May 17, 2020
Medicoir Launches Biodegradable Plastic For Cannabis Container Growing

Medicoir, a global producer of coir substrate for cannabis crops, has launched its biodegradable plastic containers.

There are many options available to when it comes to substrate choice for cannabis plants, from the size of growing container and whether to repot later in the crop, to the shape of the container and which type of growing media to use.

In recent years, many growers have started to move over to 100% coir substrates for their cannabis crops, which would generally be a mix of coir pith, short cut fibre and 3-5mm particles. The nature of coir means that during the production process it can be sieved to remove all of the fine dust particles (<1mm) and therefore encouraging better root development and a free draining environment.
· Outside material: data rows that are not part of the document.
PR #67, opened 2019-10-24
Submoduled cf-operator

f0rmiga:
## Description

Pinning cf-operator on a specific commit that is known to work with kubecf.

## Test plan

Verify that using the pinned cf-operator works with kubecf.


f0rmiga:
Instead of submoduling or referencing a pre-built binary, we will reference a published chart (which indirectly references a binary).

PR #70, opened 2019-10-25
Added deployment + smoke-tests + cleanup stages to CI

f0rmiga:
## Description

Refactored Gitlab manifests and scripts a bit to accommodate the deployment + smoke-tests + cleanup steps. Also, removed the global `scf` namespace. Bazel targets that depended on this namespace now expect the `NAMESPACE` environment variable to be passed.

## Test plan

Smoke tests should pass on CI.


.gitlab/pipelines/stages/deploy/deploy_cf_operator.sh
```diff
@@ -0,0 +1,11 @@
...
+
+set -o errexit -o nounset
+
+# shellcheck disable=SC1090
+source "$(bazel info workspace)/.gitlab/pipelines/config/config.sh"
+
+# Install cf-operator.
+chart="$(mktemp -t cf_operator_XXXXXXXX.tgz)"
+curl -L -o "${chart}" "${CF_OPERATOR_CHART_URL}"
+bazel run @helm//:helm -- template "${chart}" --name cf-operator --namespace "${KUBECF_NAMESPACE}" | bazel run @kubectl//:kubectl -- apply -f - --namespace "${KUBECF_NAMESPACE}"
```
mook-as: This sounds like it would make sense as a bazel command (as in, `bazel run @operator//:deploy` or something).

.gitlab/pipelines/stages/deploy/deploy_kubecf.sh
```diff
@@ -0,0 +1,27 @@
+#!/usr/bin/env bash
+
+set -o errexit -o nounset
+
+# shellcheck disable=SC1090
+source "$(bazel info workspace)/.gitlab/pipelines/config/config.sh"
+
+# Locate the built kubecf chart.
+chart="$(find output/ -name 'scf-*.tgz')"
```
mook-as: Hmm. Not sure I like finding _any_ file with vaguely the right name.  But then I don't like my alternative either:

```bash
bazel aquery //deploy/helm/scf:chart 2>&1 | grep 'Outputs:' | cut -d: -f2- | y2j | jq -r '.[0]'
```

(Also, you might not have `y2j` and `jq` installed)

.gitlab/pipelines/stages/deploy/deploy_kubecf.sh
```diff
@@ -0,0 +1,27 @@
...
+
+# Create a values.yaml for the test.
+values="$(mktemp -t values_XXXXXXXX.yaml)"
+(cat <<EOF
```
mook-as: Just `cat > "${values}" <<EOF`?

.gitlab/pipelines/stages/deploy/deploy_kubecf.sh
```diff
@@ -0,0 +1,27 @@
...
+  clusterIP: "${CLUSTER_IP}"
+
+features:
+  eirini:
+    enabled: ${EIRINI_ENABLED}
+EOF
+) > "${values}"
+
+# Render and apply the kubecf chart.
+bazel run @helm//:helm -- template "${chart}" --name kubecf --namespace "${KUBECF_NAMESPACE}" --values "${values}" | bazel run @kubectl//:kubectl -- apply -f - --namespace "${KUBECF_NAMESPACE}"
```
mook-as: Hmm, we can't just `bazel run //dev/scf:apply` because of the different configs here? Can we do something with `bazel … --define system_domain=${SYSTEM_DOMAIN}`?

.gitlab/pipelines/stages/deploy/wait.sh
```diff
@@ -0,0 +1,20 @@
...
+
+set -o errexit -o nounset
+
+# shellcheck disable=SC1090
+source "$(bazel info workspace)/.gitlab/pipelines/config/config.sh"
+
+# Wait for kubecf to start.
+wait_for_router() {
+  local timeout="1800"
+  until curl -k --fail --head --silent "https://api.${SYSTEM_DOMAIN}/v2/info" || [[ "$timeout" == "0" ]]; do sleep 1; timeout=$((timeout - 1)); done
```
mook-as: This actually waits for `router` _and_ `api`. But it's probably what we actually want.

Except it might be nice to express this in multiple lines ;)

.gitlab/pipelines/stages/tests/smoke_tests.sh
```diff
@@ -0,0 +1,34 @@
...
+
+set -o errexit -o nounset
+
+# shellcheck disable=SC1090
+source "$(bazel info workspace)/.gitlab/pipelines/config/config.sh"
+
+# Trigger smoke-tests.
+bazel run //testing/smoke_tests
+
+# Wait for smoke-tests to start.
```
mook-as: The comment doesn't appear to be documenting the function immediately below it.

.gitlab/pipelines/stages/tests/smoke_tests.sh
```diff
@@ -0,0 +1,34 @@
+#!/usr/bin/env bash
+
+set -o errexit -o nounset
+
+# shellcheck disable=SC1090
+source "$(bazel info workspace)/.gitlab/pipelines/config/config.sh"
+
+# Trigger smoke-tests.
+bazel run //testing/smoke_tests
```
mook-as: It might be nice if `bazel run //testing/smoke_tests` would also display the logs…

.gitlab/deploy/runner/kubernetes/deploy.sh
```diff
@@ -33,6 +33,21 @@ if [ -z "${runner_registration_token}" ]; then
   exit 1
 fi
 
+kubectl apply -f - <<EOF
```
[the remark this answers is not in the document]
f0rmiga: This is temporary while we don't get kind to work with Gitlab. It'll go away soon.

.gitlab/pipelines/stages/cleanup.sh
```diff
@@ -0,0 +1,9 @@
+#!/usr/bin/env bash
+
+set -o nounset
+
+# shellcheck disable=SC1090
+source "$(bazel info workspace)/.gitlab/pipelines/config/config.sh"
+
+bazel run @kubectl//:kubectl -- delete namespace "${KUBECF_NAMESPACE}" || true
```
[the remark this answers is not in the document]
f0rmiga: That is the intention. But this script will also go away with kind.

.gitlab-ci.yml
```diff
@@ -1,34 +1,83 @@
...
+deploy:cf-operator:
+  stage: deploy
+  only:
+  - external_pull_requests
+  - master
+  script:
+  - .gitlab/pipelines/stages/deploy/deploy_cf_operator.sh
+
+deploy:kubecf:
+  stage: deploy
```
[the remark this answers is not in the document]
f0rmiga: Only if the CRDs are not present, which is not the case. I changed to sequential with the kind implementation I'm currently doing.

.gitlab/pipelines/stages/deploy/deploy_cf_operator.sh
```diff
@@ -0,0 +1,11 @@
+#!/usr/bin/env bash
+
+set -o errexit -o nounset
+
+# shellcheck disable=SC1090
+source "$(bazel info workspace)/.gitlab/pipelines/config/config.sh"
+
+# Install cf-operator.
+chart="$(mktemp -t cf_operator_XXXXXXXX.tgz)"
+curl -L -o "${chart}" "${CF_OPERATOR_CHART_URL}"
```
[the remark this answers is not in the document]
f0rmiga: `wget `is not currently part of the image. I'll leave a TODO to switch to `wget` once we add it.

.gitlab/pipelines/stages/deploy/deploy_cf_operator.sh
f0rmiga: Indeed. I'll do the move of cf-operator to defs.bzl in a separate PR, then it'll be more appropriate to have a command like this.

.gitlab/pipelines/stages/deploy/deploy_kubecf.sh
f0rmiga: We don't have `y2j` and `jq` available, but we can achieve the same with `awk`, which we do have:
```
bazel aquery //deploy/helm/scf:chart 2> /dev/null | awk 'match($0, /Outputs: \[(.*)\]/, output){ print output[1] }'
```

.gitlab/pipelines/stages/deploy/deploy_kubecf.sh
f0rmiga: We could use the `//dev/scf:apply` target here, but we want to exercise the newly built chart, which will then be published.

.gitlab/pipelines/stages/deploy/wait.sh
f0rmiga: The router always becomes available after the api (at least with kubecf). In the next PR using kind I actually had to change this to waiting for the endpoint to become ready, which is the same as the router becoming ready.

.gitlab-ci.yml
```diff
@@ -1,34 +1,83 @@
-.bazel_docker_image: &bazel_docker_image thulioassis/bazel-docker-image:0.29.1
-.default_branch: &default_branch master
+image: thulioassis/bazel-docker-image:0.29.1
```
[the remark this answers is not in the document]
f0rmiga: I changed to where the images were published, but I couldn't get to use the github ones without logging in. I may move it back to dockerhub.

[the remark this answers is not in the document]
mook-as: Oh, publishing it on docker hub is fine for me; I just want a link to where the `Dockerfile` (and associated files) live, so that it can get rebuilt if needed.

.gitlab/pipelines/stages/deploy/deploy_kubecf.sh
mook-as: Ah yeah, that makes sense. (See previous confusion about `output/` _not_ being a bazel output).

PR #72, opened 2019-10-27
Introduce registry credentials secret template

HeavyWombat:
## Description

Some Docker images may be located in a private Docker registry and therefore require an `imagePullSecret` in order to be pulled.

Analog to SCF v2, introduce template to create a secret containing the configured registry credentials for a hostname.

And in a more practical sense, coir can be dried and compressed, offering big savings in transport, storage and handling.

Medicoir biodegradable containers
Photos: Medicoir

“The most popular product we produce for the medicinal cannabis industry are 10L Open Top Containers,” said Kalum Balasuriya, managing director at Medicoir. “These blocks are compressed at our facilities and come ready packed in their own poly-pot which can be unfolded before hydrating the coir block inside.”

“Due to the short crop cycle, we were concerned about the amount of plastic that was being used for these products. Although we have always used recyclable plastic, we felt that we needed to take one step further,” said Balasuriya.

Medicoir is using EcoPure, which is an organic additive that causes plastic to biodegrade through a series of chemical and biological processes when disposed of in a microbe-rich environment. Microbes send out chemical signals attracting other microbes and collectively they feast on the polymer chains breaking down the chemical bonds. The by-products of the biodegradation process depend on the disposal environment but are non-toxic and some are even economically valuable for energy, such as Methane. Other by-products include humus (which can be used to make soil richer) and carbon dioxide.

“We are thrilled to be able to offer this alternative to growers who are looking for more environmentally friendly growing choices,” said Balasuriya. “It is very important to use that we work in a way that looks after our planet and I feel this is a very positive step to take.”